### [Work item]
Please set down every record exactly as it appears below.

****

PR #619, opened 2021-09-11
Make SLO request signature verification compatible with ADFS

### LINKED ISSUE #470: Raw Parameters for SloLogoutRequest?
Any guidance on how to get the raw parameters in Ruby on Rails for the `raw_get_parameters` hash in the new SloLogoutResponse setup?

I ended up using `request.query_parameters`, which seems to skip the encoding processing that `params` goes through. Is that what you're referring to here or is there some other approach we should be looking at?

For reference to others, since I had a had time on this one, this is what we're using:

```
    raw_query_params = request.query_parameters
    options = {
      get_params: {
        "Signature" => params["Signature"]
      },
      raw_get_params: {
        "SAMLRequest" => raw_query_params["SAMLRequest"],
        "SigAlg" => raw_query_params["SigAlg"],
        "RelayState" => raw_query_params["RelayState"]
      },
      matches_request_id: request_id
    }
```

lorint:
(Fixes #470)

Why?
  The Microsoft Azure Active Directory or other ADFS related solutions have implemented
  SAML in a way that CGI-encoded request parameters such as SAMLRequest and SigAlg have
  hexidecimal values represented in lower-case.  This is not in keeping with how the
  vast majority of other SAML implementations operate, and as a result causes
  incompatibility with many environments.  In general it just seems that Microsoft
  likes to be different, and perhaps for dubious reasons.

How?
  In the OneLogin::RubySaml::SloLogoutrequest#validate_signature method, when creating
  raw_get_params and using them to calculate a sha256 hash used for verification,
  first attempt to retrieve any existing query string detail from the ACS URL, which
  will have preserved any non-standard casing which was provided by the IdP.

### DIFF
--- a/CHANGELOG.md
+++ b/CHANGELOG.md
@@ -34,7 +34,7 @@
 * Support Process Transform
 * Raise SettingError if invoking an action with no endpoint defined on the settings
 * Made IdpMetadataParser more extensible for subclasses
-*[#548](https://github.com/onelogin/ruby-saml/pull/548) Add :skip_audience option
+* [#548](https://github.com/onelogin/ruby-saml/pull/548) Add :skip_audience option
 * [#555](https://github.com/onelogin/ruby-saml/pull/555) Define 'soft' variable to prevent exception when doc cert is invalid
 * Improve documentation
 
--- a/UPGRADING.md
+++ b/UPGRADING.md
@@ -9,6 +9,13 @@ to determine how to handle SAML message signing (`HTTP-POST` embeds signature an
 In addition, the `IdpMetadataParser#parse`, `#parse_to_hash` and `#parse_to_array` methods now retrieve
 `idp_sso_service_binding` and `idp_slo_service_binding`.
 
+Following on from the changes in version 1.6.0 to implement the `options[:raw_get_params]` parameter,
+when no raw params are specified, first attempt to build the querystring used for signature verification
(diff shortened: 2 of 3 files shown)


alagos:
I debuged my Azure SLO implementation for hours and I found that the problem was `ruby-saml` with this casing mismatch. I should've started looking into the existing issues/PR instead of spending so much time debugging. 
Thanks for the PR, I'll use your fork in the meantime that your changes aren't merged yet.

alagos:
A detail, this gem is supported [`for ruby >= 1.8.7`](https://github.com/onelogin/ruby-saml/blob/master/ruby-saml.gemspec#L23), but you're using `&.`, which is a 2.3 syntax.

pitbulk:
This is solved using properly the [lowercase_url_encoding](https://github.com/SAML-Toolkits/ruby-saml/blob/master/lib/onelogin/ruby-saml/settings.rb#L285) setting

At the [Single Log Out](https://github.com/SAML-Toolkits/ruby-saml#single-log-out) section of the README you can find it documented and used:

```
# Method to handle IdP initiated logouts
def idp_logout_request
  settings = Account.get_saml_settings
  # ADFS URL-Encodes SAML data as lowercase, and the toolkit by default uses
  # uppercase. Turn it True for ADFS compatibility on signature verification
  settings.security[:lowercase_url_encoding] = true
```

****

### [Written answer]
PR #619, opened 2021-09-11
Make SLO request signature verification compatible with ADFS

### LINKED ISSUE #470: Raw Parameters for SloLogoutRequest?
Any guidance on how to get the raw parameters in Ruby on Rails for the `raw_get_parameters` hash in the new SloLogoutResponse setup?

I ended up using `request.query_parameters`, which seems to skip the encoding processing that `params` goes through. Is that what you're referring to here or is there some other approach we should be looking at?

For reference to others, since I had a had time on this one, this is what we're using:

```
    raw_query_params = request.query_parameters
    options = {
      get_params: {
        "Signature" => params["Signature"]
      },
      raw_get_params: {
        "SAMLRequest" => raw_query_params["SAMLRequest"],
        "SigAlg" => raw_query_params["SigAlg"],
        "RelayState" => raw_query_params["RelayState"]
      },
      matches_request_id: request_id
    }
```

lorint:
(Fixes #470)

Why?
  The Microsoft Azure Active Directory or other ADFS related solutions have implemented
  SAML in a way that CGI-encoded request parameters such as SAMLRequest and SigAlg have
  hexidecimal values represented in lower-case.  This is not in keeping with how the
  vast majority of other SAML implementations operate, and as a result causes
  incompatibility with many environments.  In general it just seems that Microsoft
  likes to be different, and perhaps for dubious reasons.

How?
  In the OneLogin::RubySaml::SloLogoutrequest#validate_signature method, when creating
  raw_get_params and using them to calculate a sha256 hash used for verification,
  first attempt to retrieve any existing query string detail from the ACS URL, which
  will have preserved any non-standard casing which was provided by the IdP.

### DIFF
--- a/CHANGELOG.md
+++ b/CHANGELOG.md
@@ -34,7 +34,7 @@
 * Support Process Transform
 * Raise SettingError if invoking an action with no endpoint defined on the settings
 * Made IdpMetadataParser more extensible for subclasses
-*[#548](https://github.com/onelogin/ruby-saml/pull/548) Add :skip_audience option
+* [#548](https://github.com/onelogin/ruby-saml/pull/548) Add :skip_audience option
 * [#555](https://github.com/onelogin/ruby-saml/pull/555) Define 'soft' variable to prevent exception when doc cert is invalid
 * Improve documentation
 
--- a/UPGRADING.md
+++ b/UPGRADING.md
@@ -9,6 +9,13 @@ to determine how to handle SAML message signing (`HTTP-POST` embeds signature an
 In addition, the `IdpMetadataParser#parse`, `#parse_to_hash` and `#parse_to_array` methods now retrieve
 `idp_sso_service_binding` and `idp_slo_service_binding`.
 
+Following on from the changes in version 1.6.0 to implement the `options[:raw_get_params]` parameter,
+when no raw params are specified, first attempt to build the querystring used for signature verification
(diff shortened: 2 of 3 files shown)


alagos:
I debuged my Azure SLO implementation for hours and I found that the problem was `ruby-saml` with this casing mismatch. I should've started looking into the existing issues/PR instead of spending so much time debugging. 
Thanks for the PR, I'll use your fork in the meantime that your changes aren't merged yet.

alagos:
A detail, this gem is supported [`for ruby >= 1.8.7`](https://github.com/onelogin/ruby-saml/blob/master/ruby-saml.gemspec#L23), but you're using `&.`, which is a 2.3 syntax.

pitbulk:
This is solved using properly the [lowercase_url_encoding](https://github.com/SAML-Toolkits/ruby-saml/blob/master/lib/onelogin/ruby-saml/settings.rb#L285) setting

At the [Single Log Out](https://github.com/SAML-Toolkits/ruby-saml#single-log-out) section of the README you can find it documented and used:

```
# Method to handle IdP initiated logouts
def idp_logout_request
  settings = Account.get_saml_settings
  # ADFS URL-Encodes SAML data as lowercase, and the toolkit by default uses
  # uppercase. Turn it True for ADFS compatibility on signature verification
  settings.security[:lowercase_url_encoding] = true
```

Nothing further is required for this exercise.